> **WHAT TO DO**
From the records below, transcribe exactly the lines that begin at the line with "Issue #6841, opened 2023-03-13" and end at the line with "To do so, the", both included.

> **DATA SUPPLIED**
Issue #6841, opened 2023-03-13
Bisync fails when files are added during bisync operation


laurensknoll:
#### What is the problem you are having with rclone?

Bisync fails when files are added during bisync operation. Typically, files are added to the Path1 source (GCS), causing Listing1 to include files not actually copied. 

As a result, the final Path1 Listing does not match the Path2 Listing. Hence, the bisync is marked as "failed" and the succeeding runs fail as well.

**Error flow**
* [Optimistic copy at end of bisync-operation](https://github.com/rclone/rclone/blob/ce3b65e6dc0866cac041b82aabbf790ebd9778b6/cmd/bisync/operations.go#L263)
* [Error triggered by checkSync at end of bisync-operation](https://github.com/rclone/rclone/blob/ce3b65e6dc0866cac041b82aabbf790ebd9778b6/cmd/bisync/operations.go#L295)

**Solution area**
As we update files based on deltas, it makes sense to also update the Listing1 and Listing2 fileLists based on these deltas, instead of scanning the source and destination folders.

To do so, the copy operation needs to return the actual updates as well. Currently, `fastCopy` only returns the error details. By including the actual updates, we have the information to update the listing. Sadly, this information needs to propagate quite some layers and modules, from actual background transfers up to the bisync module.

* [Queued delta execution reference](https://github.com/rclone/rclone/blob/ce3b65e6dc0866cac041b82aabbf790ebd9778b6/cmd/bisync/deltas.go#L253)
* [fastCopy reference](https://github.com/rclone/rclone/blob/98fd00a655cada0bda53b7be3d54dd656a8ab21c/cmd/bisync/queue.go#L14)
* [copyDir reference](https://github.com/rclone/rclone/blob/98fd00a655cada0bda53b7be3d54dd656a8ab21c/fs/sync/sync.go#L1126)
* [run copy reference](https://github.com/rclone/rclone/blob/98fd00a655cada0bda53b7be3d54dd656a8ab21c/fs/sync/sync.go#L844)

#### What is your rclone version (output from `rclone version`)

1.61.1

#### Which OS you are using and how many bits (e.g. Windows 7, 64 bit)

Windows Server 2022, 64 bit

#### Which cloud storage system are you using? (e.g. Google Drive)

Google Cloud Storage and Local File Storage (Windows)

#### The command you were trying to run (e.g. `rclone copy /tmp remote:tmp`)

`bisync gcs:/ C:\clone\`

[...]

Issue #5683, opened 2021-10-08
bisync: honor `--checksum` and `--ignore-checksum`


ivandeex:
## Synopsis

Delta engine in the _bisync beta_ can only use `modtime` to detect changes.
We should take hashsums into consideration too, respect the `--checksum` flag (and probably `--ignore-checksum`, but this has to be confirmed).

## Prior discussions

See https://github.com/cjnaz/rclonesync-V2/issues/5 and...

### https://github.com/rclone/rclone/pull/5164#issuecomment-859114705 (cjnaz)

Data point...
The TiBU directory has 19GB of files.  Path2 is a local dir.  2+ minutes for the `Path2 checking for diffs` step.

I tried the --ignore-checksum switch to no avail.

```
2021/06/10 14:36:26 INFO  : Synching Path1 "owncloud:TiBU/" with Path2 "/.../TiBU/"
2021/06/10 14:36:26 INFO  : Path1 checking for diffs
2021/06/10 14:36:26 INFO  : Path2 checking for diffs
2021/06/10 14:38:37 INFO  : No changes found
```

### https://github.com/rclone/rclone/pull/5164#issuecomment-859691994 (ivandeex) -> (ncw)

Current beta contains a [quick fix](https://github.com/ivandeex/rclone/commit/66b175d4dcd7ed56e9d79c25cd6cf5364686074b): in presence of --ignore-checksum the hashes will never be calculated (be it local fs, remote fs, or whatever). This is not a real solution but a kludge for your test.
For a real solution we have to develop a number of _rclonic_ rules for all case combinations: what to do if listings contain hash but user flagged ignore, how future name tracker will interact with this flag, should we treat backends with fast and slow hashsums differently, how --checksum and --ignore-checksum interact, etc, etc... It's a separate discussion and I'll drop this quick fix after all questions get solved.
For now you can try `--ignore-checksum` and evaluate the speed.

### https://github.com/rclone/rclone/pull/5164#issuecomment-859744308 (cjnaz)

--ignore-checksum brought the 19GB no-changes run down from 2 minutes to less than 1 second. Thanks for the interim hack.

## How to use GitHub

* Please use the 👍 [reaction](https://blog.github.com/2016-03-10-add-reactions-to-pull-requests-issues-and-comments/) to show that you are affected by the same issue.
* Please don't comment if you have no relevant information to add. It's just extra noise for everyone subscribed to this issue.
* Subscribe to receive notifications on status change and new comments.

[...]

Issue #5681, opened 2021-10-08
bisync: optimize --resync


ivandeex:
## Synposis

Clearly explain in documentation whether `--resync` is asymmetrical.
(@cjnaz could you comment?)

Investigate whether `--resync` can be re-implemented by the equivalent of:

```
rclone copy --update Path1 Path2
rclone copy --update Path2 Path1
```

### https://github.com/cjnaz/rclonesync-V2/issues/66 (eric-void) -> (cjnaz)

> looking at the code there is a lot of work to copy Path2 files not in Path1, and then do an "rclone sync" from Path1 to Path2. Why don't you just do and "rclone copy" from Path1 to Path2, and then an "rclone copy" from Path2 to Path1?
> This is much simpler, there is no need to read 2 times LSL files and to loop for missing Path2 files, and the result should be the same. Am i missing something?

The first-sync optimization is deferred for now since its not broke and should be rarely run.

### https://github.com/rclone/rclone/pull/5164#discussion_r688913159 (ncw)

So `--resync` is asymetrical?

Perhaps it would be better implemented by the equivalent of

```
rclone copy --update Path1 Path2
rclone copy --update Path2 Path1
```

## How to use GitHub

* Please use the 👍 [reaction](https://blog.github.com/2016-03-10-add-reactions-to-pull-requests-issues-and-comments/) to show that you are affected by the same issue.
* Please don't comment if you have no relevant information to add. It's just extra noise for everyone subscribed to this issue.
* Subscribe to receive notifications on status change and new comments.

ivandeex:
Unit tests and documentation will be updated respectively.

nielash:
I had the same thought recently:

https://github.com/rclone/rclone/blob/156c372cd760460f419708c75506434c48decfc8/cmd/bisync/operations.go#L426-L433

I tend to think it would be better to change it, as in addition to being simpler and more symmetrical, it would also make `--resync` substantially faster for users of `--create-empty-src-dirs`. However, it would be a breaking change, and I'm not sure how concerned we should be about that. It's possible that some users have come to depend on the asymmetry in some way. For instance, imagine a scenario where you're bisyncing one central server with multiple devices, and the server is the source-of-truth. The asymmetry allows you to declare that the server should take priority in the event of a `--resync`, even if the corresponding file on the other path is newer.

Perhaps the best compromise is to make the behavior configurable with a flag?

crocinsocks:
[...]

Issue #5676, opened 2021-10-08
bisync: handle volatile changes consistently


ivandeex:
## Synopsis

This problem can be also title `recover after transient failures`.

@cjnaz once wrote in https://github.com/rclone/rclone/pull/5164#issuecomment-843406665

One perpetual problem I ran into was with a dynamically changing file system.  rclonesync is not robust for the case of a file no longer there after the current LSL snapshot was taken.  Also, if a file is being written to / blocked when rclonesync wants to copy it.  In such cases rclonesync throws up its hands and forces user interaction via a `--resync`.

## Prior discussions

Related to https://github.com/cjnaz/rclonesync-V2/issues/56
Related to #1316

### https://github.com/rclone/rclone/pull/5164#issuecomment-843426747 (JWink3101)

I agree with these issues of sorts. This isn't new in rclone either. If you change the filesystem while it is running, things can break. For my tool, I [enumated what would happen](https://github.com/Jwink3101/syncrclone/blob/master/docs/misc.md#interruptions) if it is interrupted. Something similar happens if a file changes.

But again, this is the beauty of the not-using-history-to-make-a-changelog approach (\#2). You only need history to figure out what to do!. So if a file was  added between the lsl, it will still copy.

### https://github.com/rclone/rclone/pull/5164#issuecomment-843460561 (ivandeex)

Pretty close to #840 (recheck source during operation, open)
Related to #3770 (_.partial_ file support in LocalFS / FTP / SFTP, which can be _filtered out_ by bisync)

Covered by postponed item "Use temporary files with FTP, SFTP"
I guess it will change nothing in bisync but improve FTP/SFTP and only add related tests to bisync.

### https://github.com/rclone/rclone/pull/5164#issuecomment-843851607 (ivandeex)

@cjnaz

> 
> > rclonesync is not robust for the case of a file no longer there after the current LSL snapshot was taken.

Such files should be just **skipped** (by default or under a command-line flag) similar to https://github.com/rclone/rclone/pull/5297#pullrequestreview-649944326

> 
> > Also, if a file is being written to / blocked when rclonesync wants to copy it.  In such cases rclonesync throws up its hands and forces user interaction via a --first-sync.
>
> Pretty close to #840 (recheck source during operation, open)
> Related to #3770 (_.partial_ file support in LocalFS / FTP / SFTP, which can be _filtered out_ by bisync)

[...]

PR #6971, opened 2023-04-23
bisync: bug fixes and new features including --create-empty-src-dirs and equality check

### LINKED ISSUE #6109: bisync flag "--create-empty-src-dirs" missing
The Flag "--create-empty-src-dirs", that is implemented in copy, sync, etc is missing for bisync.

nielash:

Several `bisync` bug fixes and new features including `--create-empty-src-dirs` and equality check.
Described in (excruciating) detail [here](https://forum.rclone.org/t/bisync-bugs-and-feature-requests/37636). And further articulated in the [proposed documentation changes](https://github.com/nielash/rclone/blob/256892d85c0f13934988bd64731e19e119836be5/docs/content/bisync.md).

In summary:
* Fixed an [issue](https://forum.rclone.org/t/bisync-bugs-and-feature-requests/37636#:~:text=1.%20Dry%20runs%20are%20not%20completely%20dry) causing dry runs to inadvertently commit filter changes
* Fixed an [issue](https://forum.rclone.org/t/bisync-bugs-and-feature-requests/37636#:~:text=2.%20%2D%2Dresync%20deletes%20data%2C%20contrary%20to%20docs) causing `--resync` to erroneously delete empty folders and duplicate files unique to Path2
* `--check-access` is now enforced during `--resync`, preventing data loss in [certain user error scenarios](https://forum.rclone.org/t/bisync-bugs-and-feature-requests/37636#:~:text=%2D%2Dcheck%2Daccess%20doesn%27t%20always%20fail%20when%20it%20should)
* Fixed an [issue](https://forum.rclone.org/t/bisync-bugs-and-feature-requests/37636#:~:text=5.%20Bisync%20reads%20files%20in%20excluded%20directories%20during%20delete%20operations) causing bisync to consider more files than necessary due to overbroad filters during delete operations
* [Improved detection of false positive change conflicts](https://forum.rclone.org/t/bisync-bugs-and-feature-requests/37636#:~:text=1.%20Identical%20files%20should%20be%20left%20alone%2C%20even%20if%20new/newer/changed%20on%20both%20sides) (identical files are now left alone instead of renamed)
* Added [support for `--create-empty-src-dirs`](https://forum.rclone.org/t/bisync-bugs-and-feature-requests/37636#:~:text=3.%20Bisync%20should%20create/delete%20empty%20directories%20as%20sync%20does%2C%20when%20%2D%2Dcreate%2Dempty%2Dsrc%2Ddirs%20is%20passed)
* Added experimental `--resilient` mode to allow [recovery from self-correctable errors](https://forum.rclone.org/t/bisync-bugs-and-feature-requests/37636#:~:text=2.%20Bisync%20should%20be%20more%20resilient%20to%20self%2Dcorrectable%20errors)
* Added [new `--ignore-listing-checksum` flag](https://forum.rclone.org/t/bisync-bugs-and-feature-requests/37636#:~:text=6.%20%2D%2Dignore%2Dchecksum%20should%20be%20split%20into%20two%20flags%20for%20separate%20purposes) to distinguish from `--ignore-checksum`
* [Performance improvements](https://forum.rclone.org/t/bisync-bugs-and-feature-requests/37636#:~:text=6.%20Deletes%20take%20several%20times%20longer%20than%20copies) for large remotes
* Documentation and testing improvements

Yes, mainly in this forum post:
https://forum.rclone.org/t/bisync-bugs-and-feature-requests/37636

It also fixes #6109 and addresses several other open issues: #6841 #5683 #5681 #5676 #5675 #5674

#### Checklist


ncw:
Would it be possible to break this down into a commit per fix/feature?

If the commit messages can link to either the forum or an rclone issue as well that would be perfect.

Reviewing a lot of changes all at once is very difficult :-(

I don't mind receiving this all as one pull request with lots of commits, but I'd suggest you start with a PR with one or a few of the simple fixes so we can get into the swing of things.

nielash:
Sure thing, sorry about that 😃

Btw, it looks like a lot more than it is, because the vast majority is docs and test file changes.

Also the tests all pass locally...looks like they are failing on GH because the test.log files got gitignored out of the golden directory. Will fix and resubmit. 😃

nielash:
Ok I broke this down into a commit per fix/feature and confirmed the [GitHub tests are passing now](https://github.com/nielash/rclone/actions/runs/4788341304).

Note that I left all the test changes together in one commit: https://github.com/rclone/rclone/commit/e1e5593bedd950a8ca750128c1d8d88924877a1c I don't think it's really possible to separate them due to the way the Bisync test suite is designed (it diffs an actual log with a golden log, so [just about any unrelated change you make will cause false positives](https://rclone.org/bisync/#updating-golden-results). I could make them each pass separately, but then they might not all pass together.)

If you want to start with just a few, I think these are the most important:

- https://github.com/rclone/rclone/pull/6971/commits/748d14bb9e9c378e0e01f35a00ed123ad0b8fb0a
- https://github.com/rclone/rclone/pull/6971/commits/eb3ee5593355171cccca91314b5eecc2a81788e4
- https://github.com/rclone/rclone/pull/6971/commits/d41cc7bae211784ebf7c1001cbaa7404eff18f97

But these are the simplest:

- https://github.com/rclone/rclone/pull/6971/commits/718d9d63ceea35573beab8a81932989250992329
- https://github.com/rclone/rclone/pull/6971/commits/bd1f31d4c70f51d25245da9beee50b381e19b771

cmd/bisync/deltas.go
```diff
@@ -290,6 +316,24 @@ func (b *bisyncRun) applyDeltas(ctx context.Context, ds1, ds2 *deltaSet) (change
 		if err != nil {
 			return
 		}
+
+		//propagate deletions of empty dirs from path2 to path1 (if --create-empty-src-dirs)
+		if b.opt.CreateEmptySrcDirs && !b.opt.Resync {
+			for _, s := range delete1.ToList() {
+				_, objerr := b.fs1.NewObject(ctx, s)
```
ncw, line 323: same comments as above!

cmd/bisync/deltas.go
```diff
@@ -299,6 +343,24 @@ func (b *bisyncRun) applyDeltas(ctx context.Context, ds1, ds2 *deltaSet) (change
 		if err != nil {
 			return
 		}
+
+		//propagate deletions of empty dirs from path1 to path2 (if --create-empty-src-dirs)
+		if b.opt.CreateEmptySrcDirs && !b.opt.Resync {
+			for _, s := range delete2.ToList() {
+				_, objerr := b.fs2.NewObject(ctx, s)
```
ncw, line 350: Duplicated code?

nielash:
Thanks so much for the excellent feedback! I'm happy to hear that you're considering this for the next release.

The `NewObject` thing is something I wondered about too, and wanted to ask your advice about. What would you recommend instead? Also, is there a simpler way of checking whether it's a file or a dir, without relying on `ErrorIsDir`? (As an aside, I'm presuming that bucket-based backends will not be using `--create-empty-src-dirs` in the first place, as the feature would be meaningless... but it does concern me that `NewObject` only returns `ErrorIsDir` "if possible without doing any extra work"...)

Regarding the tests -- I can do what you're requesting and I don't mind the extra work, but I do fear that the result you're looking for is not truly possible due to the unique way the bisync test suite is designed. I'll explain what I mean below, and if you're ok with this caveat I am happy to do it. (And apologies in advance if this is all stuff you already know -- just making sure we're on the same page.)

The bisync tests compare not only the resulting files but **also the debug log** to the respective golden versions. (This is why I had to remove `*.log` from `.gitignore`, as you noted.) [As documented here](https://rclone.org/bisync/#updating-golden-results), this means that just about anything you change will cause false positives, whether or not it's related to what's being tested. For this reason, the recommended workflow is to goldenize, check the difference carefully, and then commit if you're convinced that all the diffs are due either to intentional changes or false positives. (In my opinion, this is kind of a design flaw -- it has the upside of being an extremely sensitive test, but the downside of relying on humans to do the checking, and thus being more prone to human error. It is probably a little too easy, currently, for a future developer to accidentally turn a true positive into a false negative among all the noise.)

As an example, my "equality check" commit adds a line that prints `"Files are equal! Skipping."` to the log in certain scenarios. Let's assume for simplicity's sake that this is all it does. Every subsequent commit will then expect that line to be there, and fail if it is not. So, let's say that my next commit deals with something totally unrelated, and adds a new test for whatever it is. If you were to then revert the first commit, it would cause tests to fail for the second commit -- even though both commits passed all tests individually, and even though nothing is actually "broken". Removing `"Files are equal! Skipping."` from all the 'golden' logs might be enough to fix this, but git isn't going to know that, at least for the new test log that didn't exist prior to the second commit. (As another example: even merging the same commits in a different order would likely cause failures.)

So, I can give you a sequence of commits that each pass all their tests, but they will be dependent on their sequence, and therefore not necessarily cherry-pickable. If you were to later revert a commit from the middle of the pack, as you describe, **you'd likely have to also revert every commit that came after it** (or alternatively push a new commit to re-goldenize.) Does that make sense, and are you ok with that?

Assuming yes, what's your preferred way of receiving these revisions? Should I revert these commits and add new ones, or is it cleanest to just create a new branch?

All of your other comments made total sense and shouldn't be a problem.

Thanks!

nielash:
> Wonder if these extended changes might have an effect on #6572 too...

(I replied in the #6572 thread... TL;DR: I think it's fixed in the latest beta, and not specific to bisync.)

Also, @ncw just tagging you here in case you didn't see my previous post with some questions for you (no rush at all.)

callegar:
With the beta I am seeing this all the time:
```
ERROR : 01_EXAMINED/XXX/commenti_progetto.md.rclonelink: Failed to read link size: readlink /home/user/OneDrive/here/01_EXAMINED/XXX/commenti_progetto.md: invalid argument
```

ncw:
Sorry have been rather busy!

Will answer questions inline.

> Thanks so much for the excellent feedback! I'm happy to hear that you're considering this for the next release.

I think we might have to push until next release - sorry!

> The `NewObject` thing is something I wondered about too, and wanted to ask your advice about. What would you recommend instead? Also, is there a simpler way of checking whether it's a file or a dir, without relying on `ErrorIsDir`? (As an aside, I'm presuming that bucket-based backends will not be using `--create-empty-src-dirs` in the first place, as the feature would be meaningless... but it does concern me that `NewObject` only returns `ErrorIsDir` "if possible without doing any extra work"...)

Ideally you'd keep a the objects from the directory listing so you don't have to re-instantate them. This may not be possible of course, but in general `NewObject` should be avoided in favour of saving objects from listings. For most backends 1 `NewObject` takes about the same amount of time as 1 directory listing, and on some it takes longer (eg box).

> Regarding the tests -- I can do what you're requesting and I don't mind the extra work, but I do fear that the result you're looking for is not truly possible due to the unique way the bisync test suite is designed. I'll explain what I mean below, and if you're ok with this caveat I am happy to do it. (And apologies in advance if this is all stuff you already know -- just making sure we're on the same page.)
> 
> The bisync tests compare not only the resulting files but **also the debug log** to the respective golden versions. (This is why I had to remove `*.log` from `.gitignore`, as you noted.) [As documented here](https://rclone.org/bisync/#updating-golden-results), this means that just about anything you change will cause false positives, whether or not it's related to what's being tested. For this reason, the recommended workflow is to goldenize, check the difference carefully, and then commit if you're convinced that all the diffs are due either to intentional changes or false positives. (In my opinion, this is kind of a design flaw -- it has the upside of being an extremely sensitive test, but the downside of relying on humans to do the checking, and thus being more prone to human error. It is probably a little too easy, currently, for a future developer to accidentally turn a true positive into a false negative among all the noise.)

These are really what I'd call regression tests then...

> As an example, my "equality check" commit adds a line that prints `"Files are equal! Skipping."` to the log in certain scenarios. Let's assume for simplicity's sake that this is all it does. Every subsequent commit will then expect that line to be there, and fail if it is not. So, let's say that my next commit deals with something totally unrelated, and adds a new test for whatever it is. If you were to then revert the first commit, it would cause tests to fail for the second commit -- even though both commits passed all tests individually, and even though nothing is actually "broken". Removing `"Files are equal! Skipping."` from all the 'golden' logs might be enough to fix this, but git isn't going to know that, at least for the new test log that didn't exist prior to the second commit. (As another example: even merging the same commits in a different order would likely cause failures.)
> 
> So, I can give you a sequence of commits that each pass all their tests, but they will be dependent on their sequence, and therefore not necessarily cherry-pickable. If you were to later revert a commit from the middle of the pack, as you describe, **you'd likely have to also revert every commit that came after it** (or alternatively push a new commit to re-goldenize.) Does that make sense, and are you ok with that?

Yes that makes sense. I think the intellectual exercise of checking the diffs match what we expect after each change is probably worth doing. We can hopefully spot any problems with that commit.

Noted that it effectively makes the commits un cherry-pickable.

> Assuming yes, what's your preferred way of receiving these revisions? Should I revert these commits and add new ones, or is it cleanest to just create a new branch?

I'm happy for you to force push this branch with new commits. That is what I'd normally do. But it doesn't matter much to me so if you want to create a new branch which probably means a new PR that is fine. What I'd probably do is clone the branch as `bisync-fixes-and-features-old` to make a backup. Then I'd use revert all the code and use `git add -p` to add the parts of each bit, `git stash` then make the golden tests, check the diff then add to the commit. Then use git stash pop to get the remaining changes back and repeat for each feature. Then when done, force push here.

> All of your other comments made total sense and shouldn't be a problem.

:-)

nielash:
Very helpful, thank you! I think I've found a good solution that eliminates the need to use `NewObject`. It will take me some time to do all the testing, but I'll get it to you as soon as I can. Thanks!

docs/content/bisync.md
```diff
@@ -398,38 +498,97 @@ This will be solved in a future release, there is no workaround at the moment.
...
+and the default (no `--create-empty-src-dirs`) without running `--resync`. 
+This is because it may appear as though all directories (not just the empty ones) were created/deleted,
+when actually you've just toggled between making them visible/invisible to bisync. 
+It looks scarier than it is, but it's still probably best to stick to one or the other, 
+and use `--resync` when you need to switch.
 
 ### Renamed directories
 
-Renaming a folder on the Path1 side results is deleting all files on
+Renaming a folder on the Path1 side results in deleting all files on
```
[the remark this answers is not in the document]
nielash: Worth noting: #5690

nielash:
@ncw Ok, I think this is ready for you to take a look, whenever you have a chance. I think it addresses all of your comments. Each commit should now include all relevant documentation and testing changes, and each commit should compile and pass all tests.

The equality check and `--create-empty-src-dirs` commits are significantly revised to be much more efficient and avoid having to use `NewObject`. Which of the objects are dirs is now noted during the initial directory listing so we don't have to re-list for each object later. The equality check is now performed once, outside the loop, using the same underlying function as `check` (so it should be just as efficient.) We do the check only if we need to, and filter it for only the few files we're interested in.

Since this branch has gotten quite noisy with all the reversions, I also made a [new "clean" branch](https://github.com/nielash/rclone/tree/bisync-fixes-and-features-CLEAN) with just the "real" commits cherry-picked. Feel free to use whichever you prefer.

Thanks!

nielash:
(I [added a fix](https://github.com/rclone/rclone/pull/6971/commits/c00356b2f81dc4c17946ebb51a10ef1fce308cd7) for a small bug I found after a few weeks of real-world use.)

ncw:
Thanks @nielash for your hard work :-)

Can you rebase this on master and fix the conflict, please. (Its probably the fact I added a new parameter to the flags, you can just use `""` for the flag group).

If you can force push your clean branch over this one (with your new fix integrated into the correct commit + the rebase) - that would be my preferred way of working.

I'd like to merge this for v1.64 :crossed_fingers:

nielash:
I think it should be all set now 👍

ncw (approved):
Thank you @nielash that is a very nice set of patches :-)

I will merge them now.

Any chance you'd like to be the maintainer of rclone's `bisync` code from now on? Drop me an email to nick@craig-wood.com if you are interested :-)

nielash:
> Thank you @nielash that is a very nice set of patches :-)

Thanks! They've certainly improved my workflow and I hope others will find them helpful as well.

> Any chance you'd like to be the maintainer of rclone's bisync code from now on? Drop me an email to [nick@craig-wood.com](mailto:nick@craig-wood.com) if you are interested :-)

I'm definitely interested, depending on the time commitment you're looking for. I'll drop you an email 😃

--

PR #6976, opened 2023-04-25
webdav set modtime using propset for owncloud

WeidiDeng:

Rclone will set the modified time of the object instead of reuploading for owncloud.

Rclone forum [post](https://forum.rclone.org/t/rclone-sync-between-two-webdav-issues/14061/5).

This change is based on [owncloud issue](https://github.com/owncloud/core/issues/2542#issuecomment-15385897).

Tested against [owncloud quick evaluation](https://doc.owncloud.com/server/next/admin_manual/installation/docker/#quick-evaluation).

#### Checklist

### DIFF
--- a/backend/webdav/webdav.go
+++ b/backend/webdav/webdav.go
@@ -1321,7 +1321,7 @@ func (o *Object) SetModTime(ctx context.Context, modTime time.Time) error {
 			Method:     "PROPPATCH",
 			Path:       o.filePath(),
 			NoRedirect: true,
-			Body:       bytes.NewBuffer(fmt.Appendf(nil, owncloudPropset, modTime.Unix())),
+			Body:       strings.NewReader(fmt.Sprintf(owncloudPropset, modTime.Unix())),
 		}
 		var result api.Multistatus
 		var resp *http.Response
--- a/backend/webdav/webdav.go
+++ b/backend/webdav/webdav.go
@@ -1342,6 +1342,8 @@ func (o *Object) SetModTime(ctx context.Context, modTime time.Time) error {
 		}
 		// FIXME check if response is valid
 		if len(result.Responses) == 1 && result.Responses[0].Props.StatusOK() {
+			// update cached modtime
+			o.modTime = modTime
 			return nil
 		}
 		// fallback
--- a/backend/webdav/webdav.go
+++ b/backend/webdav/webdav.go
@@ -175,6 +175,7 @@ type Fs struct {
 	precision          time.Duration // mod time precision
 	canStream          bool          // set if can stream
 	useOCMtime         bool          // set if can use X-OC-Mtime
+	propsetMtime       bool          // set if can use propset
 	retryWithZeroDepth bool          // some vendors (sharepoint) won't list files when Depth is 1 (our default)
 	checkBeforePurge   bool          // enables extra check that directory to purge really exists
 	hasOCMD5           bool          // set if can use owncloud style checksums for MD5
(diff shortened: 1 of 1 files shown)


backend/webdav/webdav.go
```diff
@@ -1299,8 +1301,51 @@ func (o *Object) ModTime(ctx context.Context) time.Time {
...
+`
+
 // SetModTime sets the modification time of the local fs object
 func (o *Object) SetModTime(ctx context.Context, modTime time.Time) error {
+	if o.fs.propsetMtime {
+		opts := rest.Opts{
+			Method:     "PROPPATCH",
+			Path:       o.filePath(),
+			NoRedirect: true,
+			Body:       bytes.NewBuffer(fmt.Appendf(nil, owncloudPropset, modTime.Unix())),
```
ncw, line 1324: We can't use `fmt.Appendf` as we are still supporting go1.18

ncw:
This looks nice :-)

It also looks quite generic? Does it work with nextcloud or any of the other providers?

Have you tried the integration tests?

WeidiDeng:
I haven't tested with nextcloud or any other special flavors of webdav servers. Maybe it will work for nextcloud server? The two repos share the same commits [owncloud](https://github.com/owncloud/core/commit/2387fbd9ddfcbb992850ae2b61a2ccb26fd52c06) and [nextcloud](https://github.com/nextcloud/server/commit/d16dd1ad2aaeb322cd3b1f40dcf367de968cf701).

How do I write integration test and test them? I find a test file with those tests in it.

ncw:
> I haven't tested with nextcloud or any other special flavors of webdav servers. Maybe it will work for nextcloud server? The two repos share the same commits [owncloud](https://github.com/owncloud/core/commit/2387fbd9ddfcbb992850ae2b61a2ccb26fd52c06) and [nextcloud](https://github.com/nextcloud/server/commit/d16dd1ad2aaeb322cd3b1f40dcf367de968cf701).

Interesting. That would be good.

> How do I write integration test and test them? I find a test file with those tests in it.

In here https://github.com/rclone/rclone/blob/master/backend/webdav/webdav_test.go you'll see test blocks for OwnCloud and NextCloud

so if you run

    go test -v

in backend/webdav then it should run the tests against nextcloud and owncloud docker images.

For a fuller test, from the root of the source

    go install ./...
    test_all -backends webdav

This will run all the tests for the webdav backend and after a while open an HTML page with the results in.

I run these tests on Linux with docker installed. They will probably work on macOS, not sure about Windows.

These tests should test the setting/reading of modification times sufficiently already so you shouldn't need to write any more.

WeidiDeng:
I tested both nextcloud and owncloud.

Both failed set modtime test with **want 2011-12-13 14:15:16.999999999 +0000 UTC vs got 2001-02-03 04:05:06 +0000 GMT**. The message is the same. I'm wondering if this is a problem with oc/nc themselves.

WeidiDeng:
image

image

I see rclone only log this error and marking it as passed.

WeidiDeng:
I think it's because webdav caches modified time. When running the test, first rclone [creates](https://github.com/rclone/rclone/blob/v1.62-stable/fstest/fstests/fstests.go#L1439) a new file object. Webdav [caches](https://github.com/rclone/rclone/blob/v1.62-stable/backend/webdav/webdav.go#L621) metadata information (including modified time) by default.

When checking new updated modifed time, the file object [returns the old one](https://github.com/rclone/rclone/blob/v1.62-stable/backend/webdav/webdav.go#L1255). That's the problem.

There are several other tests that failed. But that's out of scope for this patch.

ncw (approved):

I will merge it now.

> **ANSWER TO THIS PROBLEM**
Issue #6841, opened 2023-03-13
Bisync fails when files are added during bisync operation


laurensknoll:
#### What is the problem you are having with rclone?

Bisync fails when files are added during bisync operation. Typically, files are added to the Path1 source (GCS), causing Listing1 to include files not actually copied. 

As a result, the final Path1 Listing does not match the Path2 Listing. Hence, the bisync is marked as "failed" and the succeeding runs fail as well.

**Error flow**
* [Optimistic copy at end of bisync-operation](https://github.com/rclone/rclone/blob/ce3b65e6dc0866cac041b82aabbf790ebd9778b6/cmd/bisync/operations.go#L263)
* [Error triggered by checkSync at end of bisync-operation](https://github.com/rclone/rclone/blob/ce3b65e6dc0866cac041b82aabbf790ebd9778b6/cmd/bisync/operations.go#L295)

**Solution area**
As we update files based on deltas, it makes sense to also update the Listing1 and Listing2 fileLists based on these deltas, instead of scanning the source and destination folders.

To do so, the copy operation needs to return the actual updates as well. Currently, `fastCopy` only returns the error details. By including the actual updates, we have the information to update the listing. Sadly, this information needs to propagate quite some layers and modules, from actual background transfers up to the bisync module.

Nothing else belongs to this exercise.